When fine-tuning is the right answer
You’re doing the same narrow task at high volume (retrieval, reranking, classification, query rewriting).
The task has stable structure — input and output formats don’t drift.
Per-call cost matters; you’d otherwise be making expensive LLM calls for every instance.
You have domain knowledge a generalist model doesn’t (legal terminology, internal product taxonomy, your customers’ query patterns).
When prompting is enough
Low volume, exploratory, or rapidly evolving tasks.
Tasks that benefit from the LLM’s broad reasoning, not narrow specialization.
Where you can’t justify the data-collection and training cost.
More of production AI lives in the first bucket than people typically realize, which is why the long-term shape of inference looks more like a constellation of fine-tuned specialists than one giant LLM doing everything.
Pretraining gives you general intelligence; fine-tuning gives you a useful tool. The production-AI thesis is that “useful tool” usually means a small specialist — and small specialists are almost always built by fine-tuning a frontier base.

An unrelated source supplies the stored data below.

PR #417, opened 2026-05-16
feat(discord): pillar 3 hot-standby wiring layer

justin-layerv:
## Summary

Wires the Pillar 3 modules (lock, peer-heartbeat, hmac, control-channel, leader, watchdog) into the gateway bootstrap path, gated by `ENABLE_GATEWAY_HOT_STANDBY`. Ships flag-off everywhere — single-replica gateway stays the production default until PR 14 flips `desired_count=2`.

## Why

This is the application-side completion of the zero-downtime deploy story. With both replicas running and the flag on, every deploy push-handoffs the live WebSocket from the outgoing task to the incoming task inside the SIGTERM window — eliminating the IDENTIFY/RESUME cold-start gap that today drops dispatches on every deploy.

The lock + peer-heartbeat (PR 13b.1) and HMAC + control-channel + leader (PR 13b.2 / #414) primitives have already landed. PR 13b.3 is the wiring layer that makes them load-bearing in `index.js`.

## What changed

**Shim seam (`connect: false`)** — Both replicas boot the shim without opening a WebSocket. The leader/watchdog drives `manager.connect()` after winning the DDB lock or receiving an inbound handoff. Without this, both replicas would race to IDENTIFY against the same bot token and Discord would flap the session identity. Also adds a public `getManager()` accessor (replaces `_getManagerForTest`).

**Leader API** — new `hasStartedTickLoop()` predicate consumed by the standby `/health` probe.

**Boot guards** — `unsupportedRoleHotStandbyCombo` rejects hot-standby on non-gateway roles or with RESUME=false; `missingHotStandbyKeys` surfaces missing `INSTANCE_ID` / `INSTANCE_IP` / `GATEWAY_HANDOFF_HMAC`.

**Secret loader (new module)** — `gateway-hmac-secret-loader.js` parses + validates the SSM-injected `GATEWAY_HANDOFF_HMAC` env var (`{current, previous?}` JSON with 64-char hex values). Fail-loud at boot.

**Wiring (`startHotStandby` in `index.js`)** — constructs the chain after `gatewayShim.start({ connect: false })` resolves; awaits the control-channel server's `listening` event before starting the leader so the peer can never pushHandoff to a not-yet-listening port.

**`/health` probe split** — active path returns `shim.isReady()`; standby returns `leader.hasStartedTickLoop()`. Without this, the standby would 503 forever and get ECS-replaced on the first `--start-period` lapse.

**SIGTERM branching** — `pushHandoffShutdown` (active path: pushHandoff with 9 s ceiling + 12 s outer belt-and-suspenders, then `process.exit`) vs the legacy `gracefulShutdown` (standby / flag-off). `tryStop()` helper de-duplicates the new teardown call sites.

**Config + `.env.example`** — new entries: `ENABLE_GATEWAY_HOT_STANDBY`, `INSTANCE_ID`, `INSTANCE_IP`, `GATEWAY_CONTROL_PORT`, `GATEWAY_CONTROL_BIND_ADDR`, `GATEWAY_HANDOFF_HMAC`.

## Test plan

- [x] 22 new cases for the secret loader (shape + hex + previous-optional + error-shape contracts)
- [x] 16 new cases for the boot-requirements gates (synergy combos + missing-keys)
- [x] 5 new cases for shim `connect: false` + `getManager()`
- [x] 3 new cases for `leader.hasStartedTickLoop()`
- [x] Full suite: 2320 tests pass / lint clean
- [ ] Sandbox deploy: flag-off boot is identical to current behavior (Pillar 2 only)
- [ ] Sandbox deploy: flag-on with `desired_count=1` boots clean — leader cold-acquires, watchdog drives connect, /health returns 200
- [ ] Sandbox deploy: flag-on with `desired_count=2` — active/standby split, pushHandoff during rolling deploy keeps session continuity (requires PR 14)

## Rollout

1. Merge PR 13b.3 (this PR) — flag-off, no behavior change.
2. Bake on prod for 24-48 h to confirm no regression in Pillar 2 path.
3. PR 14 lands infra change to `desired_count=2` + AZ-spread placement.
4. Flip `ENABLE_GATEWAY_HOT_STANDBY=true` on the gateway task def.
5. PR 15 runs chaos validation (deploy-during-flow + RESUME-fail + queue-backpressure).

### DIFF
--- a/apps/discord/.env.example
+++ b/apps/discord/.env.example
@@ -139,6 +139,51 @@ ENABLE_OPENNHP_FEATURES=false
 # if Discord's 60 s buffer still has it, otherwise IDENTIFYs).
 # ENABLE_GATEWAY_RESUME=false
 
+# Gateway hot-standby (zero-downtime design, Pillar 3). When set to
+# the literal string "true" AND PROCESS_ROLE=gateway AND
+# ENABLE_GATEWAY_RESUME=true, two gateway replicas run: one holds
+# the DDB-backed lock and owns the live WebSocket (active), the
+# other heartbeats and waits (standby). On SIGTERM the active
+# pushes ownership via an HMAC-authenticated POST to the standby,
+# which drives manager.connect() inside the push window — the
+# next Discord dispatch lands without an IDENTIFY/RESUME cold-start.
+#
+# Requires:
+#   * ENABLE_GATEWAY_RESUME=true (cross-process session continuity)
+#   * PROCESS_ROLE=gateway (only the gateway tier constructs the
+#     manager that hot-standby drives)
+#   * INSTANCE_ID, INSTANCE_IP, GATEWAY_HANDOFF_HMAC (below)
+#
+# Default off. The boot-requirements check rejects every unsupported
+# combination at startup (see src/boot-requirements.js).
+# ENABLE_GATEWAY_HOT_STANDBY=false
+
+# Per-replica identity for the hot-standby control plane. Each task
+# must see a unique value — the DDB lock + peer-heartbeat rows key
+# on this. ECS task-defs inject the task's ARN suffix (or task
+# metadata GUID) here at boot. Required when
+# ENABLE_GATEWAY_HOT_STANDBY=true, unused otherwise.
+# INSTANCE_ID=
+# INSTANCE_IP=
+
+# Bind + listen ports for the in-VPC control channel that receives
+# pushHandoff envelopes from the outgoing leader. 0.0.0.0 binds to
+# all interfaces (awsvpc-routable IP); 127.0.0.1 would be unreachable
+# from peer tasks. Restrict the listening port to peer tasks via the
+# task's security group (see qurl-integrations-infra terraform).
+# Defaults: 7800 / 0.0.0.0.
+# GATEWAY_CONTROL_PORT=7800
+# GATEWAY_CONTROL_BIND_ADDR=0.0.0.0
+
+# HMAC secret for the control channel. JSON-shaped string:
+# `{"current":"<64-char-hex>","previous":"<64-char-hex>"}`. Each
+# value is a 32-byte HMAC-SHA256 key in lowercase hex. `previous`
+# is optional and covers the rolling-deploy rotation window
+# (dual-accept). Production: SSM SecureString
+# /qurl-bot-discord/GATEWAY_HANDOFF_HMAC, injected via the task-def
+# `secrets =` block — never set in .env files on real deploys.
+# GATEWAY_HANDOFF_HMAC=
+
 # Maximum number of in-flight detached handlers the SQS consumer
 # tolerates before pausing receives (backpressure). When the count
 # reaches the cap, pollOnce returns early and waits 100ms before
--- a/apps/discord/src/boot-requirements.js
+++ b/apps/discord/src/boot-requirements.js
@@ -246,6 +246,47 @@ function missingHotStandbyKeys(cfg) {
   return missing;
 }
 
+// Shape checks for INSTANCE_ID + INSTANCE_IP (run AFTER missing-keys
+// passes). Matches the secret-loader's "fail at boot, not at first
+// use" posture: a misconfigured task-def that injects the literal
+// `${ECS_TASK_ARN}` (unsubstituted shell expansion) or
+// `INSTANCE_IP=10.0.0.999` (non-IPv4) would pass the presence gate
+// and surface as a baffling DDB-lock-can't-acquire or peer-
+// unreachable error at runtime. A cheap regex catches both.
+//
+// INSTANCE_ID: rejects the `${...}` template-literal pattern (the
+// common ECS task-def substitution-failure footgun). Otherwise
+// permissive — the downstream lock/heartbeat code does not require
+// a specific format.
+//
+// INSTANCE_IP: must parse as an IPv4 dotted-quad. The hot-standby
+// awsvpc deployment puts each task on a unique ENI with a v4
+// address; v6 is not in scope for Pillar 3 today (the control
+// channel binds to the v4 ENI, peers reach each other over v4 SG
+// rules). If v6 ever lands, this check loosens.
+//
+// Returns an array of operator-facing message strings (one per
+// problem) or [] when all values are well-shaped. Hot-standby off
+// → skip entirely.
+const IPV4_RE = /^(?:(?:25[0-5]|2[0-4]\d|1\d\d|[1-9]?\d)\.){3}(?:25[0-5]|2[0-4]\d|1\d\d|[1-9]?\d)$/;
+function invalidHotStandbyValues(cfg) {
+  if (!cfg.ENABLE_GATEWAY_HOT_STANDBY) return [];
+  const problems = [];
+  if (cfg.INSTANCE_ID && cfg.INSTANCE_ID.includes('${')) {
+    problems.push(
+      `INSTANCE_ID looks like an unsubstituted template literal ('${cfg.INSTANCE_ID}'). ` +
+      'Check the ECS task-def is resolving the placeholder against the task metadata endpoint.'
+    );
+  }
+  if (cfg.INSTANCE_IP && !IPV4_RE.test(cfg.INSTANCE_IP)) {
+    problems.push(
+      `INSTANCE_IP must be a valid IPv4 address (got '${cfg.INSTANCE_IP}'). ` +
+      'Hot-standby uses v4 for the control-channel binding + peer reach; v6 is not in scope today.'
+    );
+  }
+  return problems;
+}
+
 // PLACEHOLDER is treated as missing because the SSM parameter
 // ships with that literal sentinel value; remediation ("seed a
 // real key") is identical to the empty-key case.
@@ -346,6 +387,7 @@ module.exports = {
   unsupportedRoleResumeCombo,
   unsupportedRoleHotStandbyCombo,
   missingHotStandbyKeys,
+  invalidHotStandbyValues,
   shouldRegisterInteractionListener,
   missingMapCommandKeys,
   GOOGLE_MAPS_API_KEY_PLACEHOLDER_SENTINEL,
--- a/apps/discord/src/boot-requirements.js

Fine-tuned specialist models in production
zerank-2: Qwen3-4B fine-tuned via zELO on pairwise relevance judgments — a reranker
zembed-1: bi-encoder fine-tuned by distilling from zerank-2 — an embedding model
Domain-specific rerankers: zerank-2 further fine-tuned on legal, medical, or financial corpora
Faithfulness checkers: encoder fine-tuned on (claim, context, label) triples
Query rewriters: small decoder LLMs fine-tuned on (raw query, expanded query) pairs
Tool-selection models: classifier-style fine-tunes that pick which tool to invoke from a catalog of dozens
Go further
When does fine-tuning beat prompting?
When the task is high-volume, narrow, and stable — every reranker call, every query rewrite, every classification. Prompting is right for one-off and exploratory uses; fine-tuning is right for the production hot path where per-call cost and quality stability dominate.
What's the difference between fine-tuning, instruction tuning, RLHF, and DPO?
Fine-tuning is the umbrella term — any further training on a pre-trained model. Instruction tuning is fine-tuning on (instruction, response) pairs to make a base model follow directions. RLHF (reinforcement learning from human feedback) and DPO (direct preference optimization) further refine the model on pairwise preference data — they're the alignment step on top of instruction tuning.
Almost never. LoRA (Low-Rank Adaptation) and other parameter-efficient fine-tuning (PEFT) methods train tiny adapter matrices on top of frozen base weights — typically 1% of the parameters, with results that match or beat full fine-tuning on most narrow tasks. The base model stays general; the LoRA adapter encodes your specific specialization.